Stored data

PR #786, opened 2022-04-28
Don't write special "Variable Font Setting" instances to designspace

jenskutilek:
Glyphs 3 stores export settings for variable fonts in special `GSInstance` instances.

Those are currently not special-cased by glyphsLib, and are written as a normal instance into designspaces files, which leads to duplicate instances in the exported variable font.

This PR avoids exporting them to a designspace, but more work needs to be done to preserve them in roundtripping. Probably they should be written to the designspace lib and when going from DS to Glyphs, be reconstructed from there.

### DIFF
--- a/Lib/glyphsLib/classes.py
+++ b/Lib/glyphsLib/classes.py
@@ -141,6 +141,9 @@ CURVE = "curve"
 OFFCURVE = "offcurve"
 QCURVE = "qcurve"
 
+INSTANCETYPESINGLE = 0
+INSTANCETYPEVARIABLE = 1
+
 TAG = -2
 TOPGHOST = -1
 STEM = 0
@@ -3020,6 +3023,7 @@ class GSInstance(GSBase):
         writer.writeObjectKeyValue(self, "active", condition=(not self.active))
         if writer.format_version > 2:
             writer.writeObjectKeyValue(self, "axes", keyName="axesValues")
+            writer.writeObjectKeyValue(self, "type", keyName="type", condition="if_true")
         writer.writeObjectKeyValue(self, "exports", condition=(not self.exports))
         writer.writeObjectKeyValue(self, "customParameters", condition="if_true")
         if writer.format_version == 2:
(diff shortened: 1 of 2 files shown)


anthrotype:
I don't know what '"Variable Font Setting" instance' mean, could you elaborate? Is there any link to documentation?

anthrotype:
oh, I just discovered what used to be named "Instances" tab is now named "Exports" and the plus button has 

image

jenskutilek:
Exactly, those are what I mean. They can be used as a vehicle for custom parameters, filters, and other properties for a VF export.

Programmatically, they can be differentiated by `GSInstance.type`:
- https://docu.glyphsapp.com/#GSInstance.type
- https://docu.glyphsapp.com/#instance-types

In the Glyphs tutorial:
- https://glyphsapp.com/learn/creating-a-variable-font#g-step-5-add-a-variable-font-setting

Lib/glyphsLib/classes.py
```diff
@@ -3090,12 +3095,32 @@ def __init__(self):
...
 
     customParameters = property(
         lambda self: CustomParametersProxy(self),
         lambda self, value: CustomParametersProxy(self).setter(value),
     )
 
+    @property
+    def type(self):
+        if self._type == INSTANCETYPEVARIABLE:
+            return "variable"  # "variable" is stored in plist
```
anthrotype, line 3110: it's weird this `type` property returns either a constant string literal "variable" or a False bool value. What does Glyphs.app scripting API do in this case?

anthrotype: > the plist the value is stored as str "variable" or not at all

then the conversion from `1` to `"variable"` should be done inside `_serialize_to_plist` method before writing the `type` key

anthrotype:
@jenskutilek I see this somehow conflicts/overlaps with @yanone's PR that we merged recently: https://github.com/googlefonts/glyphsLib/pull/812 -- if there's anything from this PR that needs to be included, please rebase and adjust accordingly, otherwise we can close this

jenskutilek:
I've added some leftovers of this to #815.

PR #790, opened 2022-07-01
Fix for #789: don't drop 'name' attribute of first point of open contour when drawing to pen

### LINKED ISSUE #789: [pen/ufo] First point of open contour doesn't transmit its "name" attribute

→ **TASK TO CARRY OUT**:
Look through the entries above, and wherever a line holds the word "glyphsLib", copy it.

→ **THE ANSWER**:
Those are currently not special-cased by glyphsLib, and are written as a normal instance into designspaces files, which leads to duplicate instances in the exported variable font.
--- a/Lib/glyphsLib/classes.py
+++ b/Lib/glyphsLib/classes.py
Lib/glyphsLib/classes.py
@jenskutilek I see this somehow conflicts/overlaps with @yanone's PR that we merged recently: https://github.com/googlefonts/glyphsLib/pull/812 -- if there's anything from this PR that needs to be included, please rebase and adjust accordingly, otherwise we can close this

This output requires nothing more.